Feature Refinement¶
See also
UI Tutorial: Refine Ideation | UI Tutorial: Create New Feature Lists and Models | Concepts: Feature Selection | API Tutorial: Credit Default — Step 10
Prerequisites
This page uses the client and wait_for_task helpers defined in API Overview.
After an ideation pipeline completes, you can extract the most important features from the trained model and create a refined feature list. This dimensionality reduction step typically improves model performance by removing noise features.
Get the Best Model from a Pipeline¶
Retrieve the model trained during ideation:
client = fb.Configurations().get_client()
# Find pipelines for your use case
response = client.get("/pipeline", params={"use_case_id": use_case_id})
pipeline = response.json()["data"][0] # most recent
pipeline_id = pipeline["_id"]
# Get model IDs from the model-train step
response = client.get(f"/pipeline/{pipeline_id}")
pipeline_data = response.json()
ml_model_id = None
for group in pipeline_data["groups"]:
for step in group["steps"]:
if step["step_type"] == "model-train" and step.get("ml_model_ids"):
ml_model_id = step["ml_model_ids"][0]
break
Create a Feature List from Key Importance¶
Extract the top features by importance from the ideation model:
response = client.post(
"/feature_list_from_model",
json={
"mode": "Feature key importance based",
"ml_model_id": ml_model_id,
"top_n": 200,
"importance_threshold_percentage": 0.90,
},
)
task_id = response.json()["id"]
task = wait_for_task(client, task_id)
Parameters:
| Parameter | Type | Required | Description |
|---|---|---|---|
mode |
string | Yes | Selection mode: "Feature key importance based" or "Feature importance based" |
ml_model_id |
string | Yes | ID of the trained model to extract features from |
top_n |
integer | No | Maximum number of feature keys to select (default: 200, max: 500) |
importance_threshold_percentage |
float | No | Cumulative importance threshold between 0 and 1 (default: 0.90) |
feature_list_name |
string | No | Custom name for the generated feature list |
The endpoint selects features until either top_n is reached or the cumulative importance exceeds the threshold, whichever comes first. The "Feature key importance based" mode unbundles dictionary features and extracts the most important keys, creating a single feature for each selected key. The "Feature importance based" mode keeps dictionary features as-is and selects at the individual feature level.

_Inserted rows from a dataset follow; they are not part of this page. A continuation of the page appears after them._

PR #84, opened 2020-06-10
chore: actually test other php versions

mr-feek:
I wasn't actually using the php version from the matrix before 😅

### DIFF
--- a/.github/workflows/test.yml
+++ b/.github/workflows/test.yml
@@ -11,14 +11,26 @@ jobs:
     runs-on: ubuntu-latest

Inspect the Refined Feature List¶
feature_list_from_model_id = task.get("payload", {}).get("output_document_id")
response = client.get(f"/feature_list_from_model/{feature_list_from_model_id}")
result = response.json()
feature_list_id = result["feature_list_id"]
feature_keys_count = result["feature_keys_created_count"]
# Get full feature list details
response = client.get(f"/feature_list/{feature_list_id}")
feature_list = response.json()
print(f"Features: {len(feature_list['feature_ids'])}")
Feature list from model response fields (GET /feature_list_from_model/{id}):
| Field | Type | Description |
|---|---|---|
id |
string | Feature list from model ID |
mode |
string | Selection mode used |
ml_model_id |
string | Source model ID |
top_n |
integer | Maximum features requested |
importance_threshold_percentage |
float | Cumulative importance threshold used |
feature_keys_created_count |
integer | Number of feature keys selected |
features_selected_count |
integer | Number of individual features created |
feature_list_id |
string | ID of the generated feature list |
Feature list response fields (GET /feature_list/{id}):
| Field | Type | Description |
|---|---|---|
id |
string | Feature list ID |
name |
string | Feature list name |
feature_ids |
array | List of feature IDs in this list |
Adding custom features
To augment a feature list with additional features (e.g., SDK-created features), use the SDK's FeatureList API. See the SDK Reference for details.